12 noon the next day, I tuned the radio for the mid day news and the first headline was: “Professor Adekunle Coker was found dead this morning beside the abattoir in Oshodi market.” I had just clocked five years of age and couldn’t fend for my unnamed baby sister after the news of dad’s death claimed my mother’s life two days later. Before my baby sister joined our parent, I named her Arike. It was the seventh day of her birth and it began my journey of pain but, towards glory.

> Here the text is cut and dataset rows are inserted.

PR #66, opened 2022-10-22
Prakt.03: Add 04-06 | Margarita Gencheva

Margarita-Gencheva2003:


Justsvetoslavov:
Edit the description according to the PR rules.

SI/Sem.03/Pract.03/Таsк05.cpp
```diff
@@ -0,0 +1,22 @@
...
+	int number = 1, testNum = 0, count = 0;
+	std::cout << "Input number between 1 and 100: ";
+	std::cin >> number;
+	if (number >= 1 && number <= 100) {
+		do {
+			std::cin >> testNum;
+			if (testNum > number) {
+				std::cout << testNum << " > " << std::endl;
+			}
+			if (testNum < number) {
```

It is now 2013 and yesterday morning, a bright and crowded morning quite similar to three years ago in Sheraton, I stood before a Priest and an altar. Elegantly robed in a flowing white gown, she approached me with a radiant smile. This time, the object in her hand was not a microphone but a bunch of neatly arranged white and orange flowers. Neither was her hair woven in front as it was in Sheraton, yet her face was spotless and her eyes sparkled like the assembly of refined diamonds. She got to me, we turned, and the Priest asked: “Do you Adewumi Tosin accept Adekunle Samuel as your lawfully wedded husband; to love and to cherish, in sickness and in health, till death do you part?”Yes, I do” She replied. After the priest said all rites, my long awaited moment came – “You may kiss the bride”, he said. I frictioned my lips against hers; it didn’t make her’s less thick, it only made mine stained in pink.

Then I whispered into her ears: “I met glory at Independence. I claimed one in  Sheraton and today, I claim the other.”

Stephen Ayodele



Dedicated to the memory of all faithful supporters of Chief M.K.O Abiola who lost their lives in the 1993/4 struggle for democracy.